▸ **Task goal**: For the entries that follow, count the lines containing the string "then" and write only the number.

Study material START

PR #2308, opened 2026-08-25
Rewrite re-export aliases in the merged program (#2287)

### LINKED ISSUE #2287: A re-export alias never reaches the merged program: `export ./dep.vibe { cmp as compare }` dies at codegen
Found while checking a #2277 review finding about `assert_eq` shadowing. The finding pointed at a real symptom, but the cause is not shadowing — it is that a re-export **alias** binds in the checker and then vanishes in the merge.

## Reproduction

```vibe
// dep.vibe
export fn cmp(a: Int, b: Int) -> Int {
  a + b
}
```

```vibe
// main_test.vibe
export ./dep.vibe { cmp as compare }

test "re-exported alias" {
  assert_true(compare(1, 2) == 3)
}
```

```
FAIL (compile) main_test.vibe
       internal compiler error: `compare` (local, @call) reached code generation
       unresolved. The type checker should have bound or rejected this name, so
       this is a bug in the compiler and not in your program -- please report
       the source that triggers it.
```

The message is right about where the fault is. `VIBE_EMIT_MERGED_SOURCE=1` shows why:

```vibe
export let rec cmp = (a: Int, b: Int) -> Int { (a + b) }
test "re-exported alias" { assert_true((compare(1, 2) == 3)) }
```

The merge inlines `cmp` under its original name and drops the re-export, but the call site still says `compare`. Nothing binds it, so the name reaches codegen unresolved. `checker_stmt.vibe` routes `SReExport` through the same `bind_stmt_imports` as `SImport`, which is why the checker accepts the program that codegen then cannot compile.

Study material END

▸ **Solution**: 2